● Problem requirements
In how many lines of these records does the word "dict" appear? Give the number by itself.

[Collected data]
----

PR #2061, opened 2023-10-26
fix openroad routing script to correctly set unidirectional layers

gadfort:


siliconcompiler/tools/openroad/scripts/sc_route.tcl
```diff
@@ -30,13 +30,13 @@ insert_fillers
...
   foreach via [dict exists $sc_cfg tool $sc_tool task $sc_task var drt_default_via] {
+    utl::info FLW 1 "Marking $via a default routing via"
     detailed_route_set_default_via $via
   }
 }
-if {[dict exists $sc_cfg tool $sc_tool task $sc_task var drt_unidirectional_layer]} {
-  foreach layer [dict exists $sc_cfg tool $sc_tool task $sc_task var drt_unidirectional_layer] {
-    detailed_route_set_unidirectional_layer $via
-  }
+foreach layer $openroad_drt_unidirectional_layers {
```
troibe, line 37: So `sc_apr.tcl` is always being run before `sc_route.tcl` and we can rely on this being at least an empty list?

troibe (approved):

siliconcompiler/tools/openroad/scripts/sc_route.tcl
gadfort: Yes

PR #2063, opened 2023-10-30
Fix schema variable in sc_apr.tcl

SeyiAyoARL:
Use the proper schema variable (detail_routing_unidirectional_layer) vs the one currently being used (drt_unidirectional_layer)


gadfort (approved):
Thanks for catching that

----

● Solution below
3